INSTRUCTIONS TO FOLLOW — Here are some records; copy every line that holds the word "dates".

Collected data:

****

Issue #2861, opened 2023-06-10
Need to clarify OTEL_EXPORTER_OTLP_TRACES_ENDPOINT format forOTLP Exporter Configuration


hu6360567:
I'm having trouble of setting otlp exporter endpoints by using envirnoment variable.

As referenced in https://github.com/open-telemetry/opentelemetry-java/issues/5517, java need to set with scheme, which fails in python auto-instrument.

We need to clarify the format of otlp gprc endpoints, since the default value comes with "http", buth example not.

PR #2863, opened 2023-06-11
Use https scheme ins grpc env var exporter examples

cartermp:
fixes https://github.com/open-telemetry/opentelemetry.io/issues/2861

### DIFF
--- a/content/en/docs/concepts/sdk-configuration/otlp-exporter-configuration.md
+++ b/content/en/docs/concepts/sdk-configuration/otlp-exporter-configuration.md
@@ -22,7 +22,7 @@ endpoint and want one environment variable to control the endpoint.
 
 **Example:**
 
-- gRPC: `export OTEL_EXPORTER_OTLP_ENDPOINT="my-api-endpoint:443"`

****

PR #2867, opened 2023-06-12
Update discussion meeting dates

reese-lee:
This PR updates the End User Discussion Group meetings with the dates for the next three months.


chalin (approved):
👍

****

EXERCISE OUTPUT —
Update discussion meeting dates
This PR updates the End User Discussion Group meetings with the dates for the next three months.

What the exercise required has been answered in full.